What is being asked: Among the entries below, take the line with "Issue #650, opened 2022-08-02" and the line with "Sometimes we use", and output them and every line between them exactly, with nothing else.

Provided records:
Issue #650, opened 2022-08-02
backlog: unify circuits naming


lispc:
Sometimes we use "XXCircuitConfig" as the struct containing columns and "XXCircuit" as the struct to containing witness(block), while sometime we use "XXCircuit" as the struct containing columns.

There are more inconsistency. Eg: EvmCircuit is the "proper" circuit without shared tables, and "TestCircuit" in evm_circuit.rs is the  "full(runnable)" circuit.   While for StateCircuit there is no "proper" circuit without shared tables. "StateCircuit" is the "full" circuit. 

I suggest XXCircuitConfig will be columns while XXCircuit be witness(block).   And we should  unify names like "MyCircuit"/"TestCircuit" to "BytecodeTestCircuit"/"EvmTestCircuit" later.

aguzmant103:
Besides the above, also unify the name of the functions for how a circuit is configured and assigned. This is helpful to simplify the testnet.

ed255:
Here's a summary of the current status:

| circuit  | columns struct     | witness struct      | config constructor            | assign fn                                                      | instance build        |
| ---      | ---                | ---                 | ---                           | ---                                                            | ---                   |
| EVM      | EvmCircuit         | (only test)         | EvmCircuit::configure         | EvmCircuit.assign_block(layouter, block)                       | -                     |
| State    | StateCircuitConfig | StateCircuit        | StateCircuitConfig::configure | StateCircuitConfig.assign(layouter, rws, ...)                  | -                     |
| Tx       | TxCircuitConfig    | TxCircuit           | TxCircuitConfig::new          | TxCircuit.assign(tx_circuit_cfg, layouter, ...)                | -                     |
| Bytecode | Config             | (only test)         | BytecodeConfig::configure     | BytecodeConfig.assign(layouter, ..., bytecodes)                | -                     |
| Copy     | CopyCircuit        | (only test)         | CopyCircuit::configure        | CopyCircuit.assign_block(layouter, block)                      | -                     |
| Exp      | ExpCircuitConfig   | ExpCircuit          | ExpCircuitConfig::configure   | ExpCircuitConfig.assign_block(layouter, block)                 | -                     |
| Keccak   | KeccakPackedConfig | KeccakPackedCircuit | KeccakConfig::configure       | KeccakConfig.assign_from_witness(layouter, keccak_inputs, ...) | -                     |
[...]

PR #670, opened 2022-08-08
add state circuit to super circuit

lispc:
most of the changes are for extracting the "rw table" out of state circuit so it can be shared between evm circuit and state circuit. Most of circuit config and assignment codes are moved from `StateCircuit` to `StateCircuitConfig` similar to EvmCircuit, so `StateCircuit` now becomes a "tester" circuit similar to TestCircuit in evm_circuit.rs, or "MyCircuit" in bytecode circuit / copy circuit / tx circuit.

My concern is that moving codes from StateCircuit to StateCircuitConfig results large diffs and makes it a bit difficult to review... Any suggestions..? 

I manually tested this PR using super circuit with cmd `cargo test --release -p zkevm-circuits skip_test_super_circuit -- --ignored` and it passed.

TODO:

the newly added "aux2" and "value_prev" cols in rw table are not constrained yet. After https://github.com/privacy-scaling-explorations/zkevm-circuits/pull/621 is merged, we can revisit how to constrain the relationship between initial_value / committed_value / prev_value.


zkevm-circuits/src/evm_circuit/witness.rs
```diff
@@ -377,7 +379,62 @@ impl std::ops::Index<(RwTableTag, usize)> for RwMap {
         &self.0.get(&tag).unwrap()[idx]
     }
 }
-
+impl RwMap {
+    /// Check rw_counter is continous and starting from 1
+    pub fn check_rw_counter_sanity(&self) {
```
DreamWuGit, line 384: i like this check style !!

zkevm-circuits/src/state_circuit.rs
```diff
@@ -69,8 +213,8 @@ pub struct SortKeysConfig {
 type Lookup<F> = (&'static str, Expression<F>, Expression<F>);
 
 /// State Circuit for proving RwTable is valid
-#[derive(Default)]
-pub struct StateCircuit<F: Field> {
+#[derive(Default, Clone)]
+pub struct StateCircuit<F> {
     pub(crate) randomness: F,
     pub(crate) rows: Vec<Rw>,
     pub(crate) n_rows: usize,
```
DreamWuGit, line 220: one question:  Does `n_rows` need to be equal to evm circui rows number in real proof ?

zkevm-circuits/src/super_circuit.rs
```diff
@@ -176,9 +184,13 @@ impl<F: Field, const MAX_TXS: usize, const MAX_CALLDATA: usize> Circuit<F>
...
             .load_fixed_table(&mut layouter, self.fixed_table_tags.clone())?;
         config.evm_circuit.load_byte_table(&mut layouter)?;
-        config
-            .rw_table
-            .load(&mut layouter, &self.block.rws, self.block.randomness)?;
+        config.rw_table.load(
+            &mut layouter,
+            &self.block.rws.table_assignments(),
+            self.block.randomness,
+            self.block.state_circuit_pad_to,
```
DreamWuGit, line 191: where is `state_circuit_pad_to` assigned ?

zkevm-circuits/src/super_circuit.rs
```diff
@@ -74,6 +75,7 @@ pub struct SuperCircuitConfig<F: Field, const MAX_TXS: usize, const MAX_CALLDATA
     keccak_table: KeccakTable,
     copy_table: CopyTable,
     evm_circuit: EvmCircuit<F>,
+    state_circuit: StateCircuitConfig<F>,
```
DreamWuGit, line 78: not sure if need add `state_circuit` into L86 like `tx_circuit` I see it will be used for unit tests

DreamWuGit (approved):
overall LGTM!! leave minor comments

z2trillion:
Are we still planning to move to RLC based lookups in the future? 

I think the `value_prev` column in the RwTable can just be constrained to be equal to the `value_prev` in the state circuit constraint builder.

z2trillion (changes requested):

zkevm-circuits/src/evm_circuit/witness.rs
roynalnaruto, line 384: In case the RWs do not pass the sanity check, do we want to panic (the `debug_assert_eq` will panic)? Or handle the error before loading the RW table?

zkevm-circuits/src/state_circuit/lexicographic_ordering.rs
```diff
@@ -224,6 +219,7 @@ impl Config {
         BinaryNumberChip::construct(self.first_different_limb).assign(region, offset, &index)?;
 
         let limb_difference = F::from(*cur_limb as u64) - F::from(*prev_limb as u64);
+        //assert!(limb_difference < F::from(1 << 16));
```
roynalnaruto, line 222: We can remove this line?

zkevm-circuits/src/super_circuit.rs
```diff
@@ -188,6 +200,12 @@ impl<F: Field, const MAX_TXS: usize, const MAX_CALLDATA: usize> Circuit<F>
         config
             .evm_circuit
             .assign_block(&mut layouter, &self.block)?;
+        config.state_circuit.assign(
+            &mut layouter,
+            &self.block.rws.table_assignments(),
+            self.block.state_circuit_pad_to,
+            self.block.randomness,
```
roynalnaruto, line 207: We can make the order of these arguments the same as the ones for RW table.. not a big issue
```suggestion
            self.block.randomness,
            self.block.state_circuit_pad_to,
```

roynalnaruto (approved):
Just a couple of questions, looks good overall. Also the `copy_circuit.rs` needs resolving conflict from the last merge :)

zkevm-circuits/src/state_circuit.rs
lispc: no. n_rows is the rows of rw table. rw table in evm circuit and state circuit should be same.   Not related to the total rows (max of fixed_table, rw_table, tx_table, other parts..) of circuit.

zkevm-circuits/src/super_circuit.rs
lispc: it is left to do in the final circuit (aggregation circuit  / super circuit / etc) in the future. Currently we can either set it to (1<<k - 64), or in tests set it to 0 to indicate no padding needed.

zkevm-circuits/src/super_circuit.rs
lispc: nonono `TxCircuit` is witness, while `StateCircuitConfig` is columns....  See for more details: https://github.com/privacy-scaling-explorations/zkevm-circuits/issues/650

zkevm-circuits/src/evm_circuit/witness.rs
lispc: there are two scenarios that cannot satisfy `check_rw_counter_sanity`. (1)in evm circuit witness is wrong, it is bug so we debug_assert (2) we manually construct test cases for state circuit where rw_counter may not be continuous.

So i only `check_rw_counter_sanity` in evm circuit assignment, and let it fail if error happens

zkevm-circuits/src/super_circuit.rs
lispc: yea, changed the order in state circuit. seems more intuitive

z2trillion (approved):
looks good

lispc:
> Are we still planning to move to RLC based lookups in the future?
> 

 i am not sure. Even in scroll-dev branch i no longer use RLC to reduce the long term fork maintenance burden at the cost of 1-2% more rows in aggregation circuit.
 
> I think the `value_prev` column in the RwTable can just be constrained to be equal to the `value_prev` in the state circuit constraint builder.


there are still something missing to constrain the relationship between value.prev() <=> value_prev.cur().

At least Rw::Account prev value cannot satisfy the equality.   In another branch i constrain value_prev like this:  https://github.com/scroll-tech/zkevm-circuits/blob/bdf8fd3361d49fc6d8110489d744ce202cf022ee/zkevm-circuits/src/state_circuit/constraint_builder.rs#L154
...
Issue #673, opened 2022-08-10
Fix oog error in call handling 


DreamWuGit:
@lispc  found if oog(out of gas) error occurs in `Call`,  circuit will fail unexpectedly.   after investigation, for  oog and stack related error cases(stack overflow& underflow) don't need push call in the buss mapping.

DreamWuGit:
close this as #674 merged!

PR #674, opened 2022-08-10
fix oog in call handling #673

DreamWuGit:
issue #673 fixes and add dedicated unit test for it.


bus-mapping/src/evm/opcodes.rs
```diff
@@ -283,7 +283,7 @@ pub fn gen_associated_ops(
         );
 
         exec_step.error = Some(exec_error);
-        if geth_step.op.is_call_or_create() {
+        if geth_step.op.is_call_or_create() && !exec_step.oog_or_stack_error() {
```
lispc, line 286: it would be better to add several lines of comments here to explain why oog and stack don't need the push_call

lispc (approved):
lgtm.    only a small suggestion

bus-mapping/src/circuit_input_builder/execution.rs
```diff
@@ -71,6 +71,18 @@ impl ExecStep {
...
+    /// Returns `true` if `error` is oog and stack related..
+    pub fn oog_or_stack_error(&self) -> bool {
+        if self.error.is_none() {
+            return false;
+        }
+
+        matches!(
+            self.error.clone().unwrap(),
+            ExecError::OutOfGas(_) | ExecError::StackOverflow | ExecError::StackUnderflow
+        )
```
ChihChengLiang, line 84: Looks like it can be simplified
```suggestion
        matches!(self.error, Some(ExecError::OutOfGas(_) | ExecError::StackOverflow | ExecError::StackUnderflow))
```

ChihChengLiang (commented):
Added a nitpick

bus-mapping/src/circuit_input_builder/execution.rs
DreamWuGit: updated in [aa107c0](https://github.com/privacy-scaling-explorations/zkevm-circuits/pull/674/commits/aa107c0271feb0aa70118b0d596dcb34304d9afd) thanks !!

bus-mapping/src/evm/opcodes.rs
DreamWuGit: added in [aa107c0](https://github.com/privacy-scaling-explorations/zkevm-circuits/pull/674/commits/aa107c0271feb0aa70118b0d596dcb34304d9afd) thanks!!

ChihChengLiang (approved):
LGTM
...
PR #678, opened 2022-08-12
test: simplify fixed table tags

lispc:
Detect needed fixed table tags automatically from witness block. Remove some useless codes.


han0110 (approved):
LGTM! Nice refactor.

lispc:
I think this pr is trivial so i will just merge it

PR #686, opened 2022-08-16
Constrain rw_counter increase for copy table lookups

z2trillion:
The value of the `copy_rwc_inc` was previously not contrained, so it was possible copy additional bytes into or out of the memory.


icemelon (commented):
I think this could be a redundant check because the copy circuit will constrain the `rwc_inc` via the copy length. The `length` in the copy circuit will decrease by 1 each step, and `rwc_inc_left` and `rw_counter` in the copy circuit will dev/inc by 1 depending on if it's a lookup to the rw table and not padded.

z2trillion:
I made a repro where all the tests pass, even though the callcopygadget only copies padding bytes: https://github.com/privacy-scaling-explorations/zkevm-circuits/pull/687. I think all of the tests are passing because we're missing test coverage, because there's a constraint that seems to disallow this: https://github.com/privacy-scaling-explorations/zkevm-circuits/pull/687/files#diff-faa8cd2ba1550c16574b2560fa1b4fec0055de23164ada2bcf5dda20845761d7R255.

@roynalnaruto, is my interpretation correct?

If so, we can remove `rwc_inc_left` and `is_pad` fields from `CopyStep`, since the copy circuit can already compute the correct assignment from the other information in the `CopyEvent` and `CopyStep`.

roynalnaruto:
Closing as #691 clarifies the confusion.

Reply:
Issue #650, opened 2022-08-02
backlog: unify circuits naming


lispc:
Sometimes we use "XXCircuitConfig" as the struct containing columns and "XXCircuit" as the struct to containing witness(block), while sometime we use "XXCircuit" as the struct containing columns.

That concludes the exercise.